(Stored items)
PR #2517, opened 2026-07-13
Fix hidden state changes from minimum duration

ShiroKSH:
## Summary

- preserve downvoted and manually hidden segments when applying the minimum-duration filter
- restore only segments hidden by that filter when the threshold changes or is removed
- apply `minDuration` updates to the current video immediately

## Root cause

The minimum-duration predicate treated the `MinimumDuration` enum member as an unconditional truthy value, so it relabeled every short segment. The previous zero-threshold branch also left filter-hidden segments unchanged.

## Validation

- `npm run test-without-building -- --runInBand`
- `npm run lint`
- `npm run build:chrome`
- `npm audit --omit=dev --json` (0 production vulnerabilities)

### DIFF
--- a/src/content.ts
+++ b/src/content.ts
@@ -371,6 +371,7 @@ function contentConfigUpdateListener(changes: StorageChangesObject) {
                 updateVisibilityOfPlayerControlsButton()
                 break;
             case "categorySelections":
+            case "minDuration":
                 channelIDChange();
                 break;
             case "barTypes":
--- a/src/utils/skipProfiles.ts
+++ b/src/utils/skipProfiles.ts
@@ -85,14 +85,13 @@ function getSkipProfileValue<T>(key: keyof CustomConfiguration): T {
 export function hideTooShortSegments(sponsorTimes: SponsorTime[]) {
     const minDuration = getSkipProfileNum("minDuration");
 
-    if (minDuration !== 0) {
-        for (const segment of sponsorTimes) {
-            const duration = segment.segment[1] - segment.segment[0];
-            if (duration > 0 && duration < minDuration && (segment.hidden === SponsorHideType.Visible || SponsorHideType.MinimumDuration)) {
-                segment.hidden = SponsorHideType.MinimumDuration;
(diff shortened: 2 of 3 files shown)


ajayyy:
What is the goal of this pull request

ShiroKSH:
The goal is to keep the minimum-duration filter from overwriting intentional hidden states.

A short segment marked `Downvoted` or manually `Hidden` was relabeled as `MinimumDuration`; after changing or removing the threshold, it could become visible again. This PR limits that temporary transition to `Visible` ↔ `MinimumDuration` in `src/utils/skipProfiles.ts:90`, applies `minDuration` changes to the current video in `src/content.ts:374`, and adds regression coverage for both cases in `test/skipProfiles.test.ts`.

ajayyy:
What is the user-level change you are trying to achieve

What are the steps to reproduce this bug in the UI, with screenshots

ShiroKSH:
This came from code review rather than a user report. The user-level goal is that an explicit "Hide segment" choice remains authoritative when a per-tab skip profile changes its minimum-duration setting.

UI reproduction on the current code:

1. Open a video with a segment shorter than 10 seconds.
2. In the extension popup's segment list, use the eye button to mark that segment as **Hide segment**.
3. Create a skip profile with **Minimum duration (seconds)** set to `10`, then apply it **For this tab** from the popup's skip-profile menu.
4. Switch the same tab to a profile with the minimum duration set to `0` (or below the segment's duration).

Before this PR, the explicitly hidden segment is first relabeled as `hidden: too short`, then becomes visible again when the profile changes. The expected result is that it remains manually hidden; minimum duration should only toggle segments that it hid itself.

I do not have an authentic UI screenshot to attach, so I will not fabricate one. The regression test covers the same state transition in `test/skipProfiles.test.ts`. If this profile-switch edge case is not sufficient reason for a change, I am happy to close the PR.

ajayyy:
Hi,

I have reported your spamming and bot activity to github

ShiroKSH:
> Hi,
> 
> I have reported your spamming and bot activity to github

hd, np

§ **ASSIGNMENT**
In full and without alteration, copy the entries.

§ **TASK OUTPUT**
PR #2517, opened 2026-07-13
Fix hidden state changes from minimum duration

ShiroKSH:
## Summary

- preserve downvoted and manually hidden segments when applying the minimum-duration filter
- restore only segments hidden by that filter when the threshold changes or is removed
- apply `minDuration` updates to the current video immediately

## Root cause

The minimum-duration predicate treated the `MinimumDuration` enum member as an unconditional truthy value, so it relabeled every short segment. The previous zero-threshold branch also left filter-hidden segments unchanged.

## Validation

- `npm run test-without-building -- --runInBand`
- `npm run lint`
- `npm run build:chrome`
- `npm audit --omit=dev --json` (0 production vulnerabilities)

### DIFF
--- a/src/content.ts
+++ b/src/content.ts
@@ -371,6 +371,7 @@ function contentConfigUpdateListener(changes: StorageChangesObject) {
                 updateVisibilityOfPlayerControlsButton()
                 break;
             case "categorySelections":
+            case "minDuration":
                 channelIDChange();
                 break;
             case "barTypes":
--- a/src/utils/skipProfiles.ts
+++ b/src/utils/skipProfiles.ts
@@ -85,14 +85,13 @@ function getSkipProfileValue<T>(key: keyof CustomConfiguration): T {
 export function hideTooShortSegments(sponsorTimes: SponsorTime[]) {
     const minDuration = getSkipProfileNum("minDuration");
 
-    if (minDuration !== 0) {
-        for (const segment of sponsorTimes) {
-            const duration = segment.segment[1] - segment.segment[0];
-            if (duration > 0 && duration < minDuration && (segment.hidden === SponsorHideType.Visible || SponsorHideType.MinimumDuration)) {
-                segment.hidden = SponsorHideType.MinimumDuration;
(diff shortened: 2 of 3 files shown)


ajayyy:
What is the goal of this pull request

ShiroKSH:
The goal is to keep the minimum-duration filter from overwriting intentional hidden states.

A short segment marked `Downvoted` or manually `Hidden` was relabeled as `MinimumDuration`; after changing or removing the threshold, it could become visible again. This PR limits that temporary transition to `Visible` ↔ `MinimumDuration` in `src/utils/skipProfiles.ts:90`, applies `minDuration` changes to the current video in `src/content.ts:374`, and adds regression coverage for both cases in `test/skipProfiles.test.ts`.

ajayyy:
What is the user-level change you are trying to achieve

What are the steps to reproduce this bug in the UI, with screenshots

ShiroKSH:
This came from code review rather than a user report. The user-level goal is that an explicit "Hide segment" choice remains authoritative when a per-tab skip profile changes its minimum-duration setting.

UI reproduction on the current code:

1. Open a video with a segment shorter than 10 seconds.
2. In the extension popup's segment list, use the eye button to mark that segment as **Hide segment**.
3. Create a skip profile with **Minimum duration (seconds)** set to `10`, then apply it **For this tab** from the popup's skip-profile menu.
4. Switch the same tab to a profile with the minimum duration set to `0` (or below the segment's duration).

Before this PR, the explicitly hidden segment is first relabeled as `hidden: too short`, then becomes visible again when the profile changes. The expected result is that it remains manually hidden; minimum duration should only toggle segments that it hid itself.

I do not have an authentic UI screenshot to attach, so I will not fabricate one. The regression test covers the same state transition in `test/skipProfiles.test.ts`. If this profile-switch edge case is not sufficient reason for a change, I am happy to close the PR.

ajayyy:
Hi,

I have reported your spamming and bot activity to github

ShiroKSH:
> Hi,
> 
> I have reported your spamming and bot activity to github

hd, np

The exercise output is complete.